Laboratories get two types of accreditation from the International Standards Organization. The ISO 9001:2000 is the Quality Management System Standard and the ISO 15189 is specific to medical laboratories and is a unique standard that takes into consideration the specific requirements of the medical environment and the importance of the medical laboratory to patient care. We decided to initially go to the Quality Management Standard and later go for the more detailed one. In reality, the initial Management Accreditation sets the standard for the other one and hence it will be much easier to get it with this in hand.

In fact, it was a lot of hard work to get all the major core conformities in place. We had to get all protocols, goals, targets, outputs and much more first on paper to ISO requirements. But that is not enough. We had to implement the standards and get the staff trained to apply the standards. This took us a lot of effort and a lot of support from the laboratory staff specially. I do acknowledge and congratulate them for their achievement. We achieved this working as team together. After all this work, on July 20, 2009, the Laboratory was audited for conformities of ISO 9001:2000 with the certification scope of Diagnostic Laboratory Testing and Reporting.
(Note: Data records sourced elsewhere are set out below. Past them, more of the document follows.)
PR #5288, opened 2023-12-15
CORE-18691: fix comment about what the item.first values are

dickon:


libs/crypto/merkle-impl/src/main/kotlin/net/corda/crypto/merkle/impl/CalculateLeveledHashes.kt
```diff
@@ -56,6 +52,14 @@ fun calculateLeveledHashes(proof: MerkleProof, digest: MerkleTreeHashDigestProvi
...
         while (index < nodeHashes.size) {
             val item = nodeHashes[index]
+            // We are at level $treeDepth from the top of the tree (where 1 is the root of the tree),
+            //     and at $index nodes from the left (counting from 0)
+            // $item is a pair of the left-most leaf index, shifted right by the number of levels we've gone, within that
+            // subtree and the hash at that leaf index.
+            //
+            // So if you take a tree slice at the level we are looking at ($currentSize from the top),
+            // the $item.first will be merkle tree position of the node. That will often be different from
+            // the index, when don't have the full tree structure at this level.
```
anien, line 62: `as we don't have` maybe ?

PR #5297, opened 2023-12-18
CORE-18524 - Add the state manager to the link manager

nikinagy:
Update to support passing state manager configuration to the link manager worker.

Verified with manual dummy test that we are able to write to state manager db:
Started combined worker and added state creation to later verify via checking the content of the DB
Screenshot 2023-12-15 at 13 06 02
Screenshot 2023-12-15 at 13 05 46


davidcurrie (dismissed):
Approved for @corda/cluster-management for changes to `/charts`

components/link-manager/src/main/kotlin/net/corda/p2p/linkmanager/LinkManager.kt
```diff
@@ -47,11 +49,19 @@ class LinkManager(
 ) : LifecycleWithDominoTile {
 
     companion object {
+        private lateinit var _stateManager: StateManager
```
yift-r3: Why do we need this hack?

nikinagy: I wasn't sure how we will want to use the SM exactly, so I wanted to have an option where you could retrieve the instance from the LM, similarly to how generateKey() is used.

yift-r3: If you put it as a val in the common components, it will be available to everything in the link manager.

yift-r3 (dismissed):

components/link-manager/src/main/kotlin/net/corda/p2p/linkmanager/LinkManager.kt
nikinagy: Good to know! I reverted this and added the sm into the common components as you suggested.

yift-r3 (approved):

yift-r3 (approved):

seanbrereton (approved):
LGTM (BLT)

PR #5299, opened 2023-12-19
ES-1659/disable notifications

seanbrereton:
disable slack notifications


ronanbrowne (approved):
LGTM - removing notifications from C5 channel as this is essentially a feature branch

PR #5303, opened 2023-12-19
CORE-16348: change to e2e utils

emilybowe:
Small change to test utils for name consistency


ben-millar (approved):
LGTM — I don't think this change has anything to do with the failing tests, but the naming makes the purpose of the field more clear.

It was a bit of a tense day since the laboratory staff and the management were eagerly and anxiously looking forward to the outcome of the audit. When the final verdict came it was a time of relief and a time for celebration. Yes! Laboratory has successfully completed the requirements and passed the audit for ISO certification. It is indeed a milestone in the endeavour to provide reliable and quality health services to the Maldivian public. The Laboratory is now accredited for the period 30 July 2009 to 29th July 2012. By the end of this period the lab will have to undergo another audit for renewal of its accredited standard.

With this certification, the Laboratory will now operated all its procedures strictly adhering to ISO approved standard operating procedures. These procedures will be continuously reviewed and assessed so that the standards are maintained and the conformities are met in future audit processes.

The partners of ADK Hospital in the certification process were Assistance Maldives Pvt. Ltd, Maldives, affiliated with Nexus Business Solutions Pvt. Ltd, of Sri Lanka. Auditors of the SGS GROUP, Switzerland, conducted the certification audit. SGS is the world’s leading Inspection, Verification, Testing and Certification Company established in 1878.

Achievement of this certification is only a beginning for improvement and maintenance of quality in the laboratory. We will start to further enhance the processes and also put efforts towards certification for the ISO 15189 standards as well. This achievement also paves avenue for the motivation and initiation of certification processes for other departments of the Hospital as well.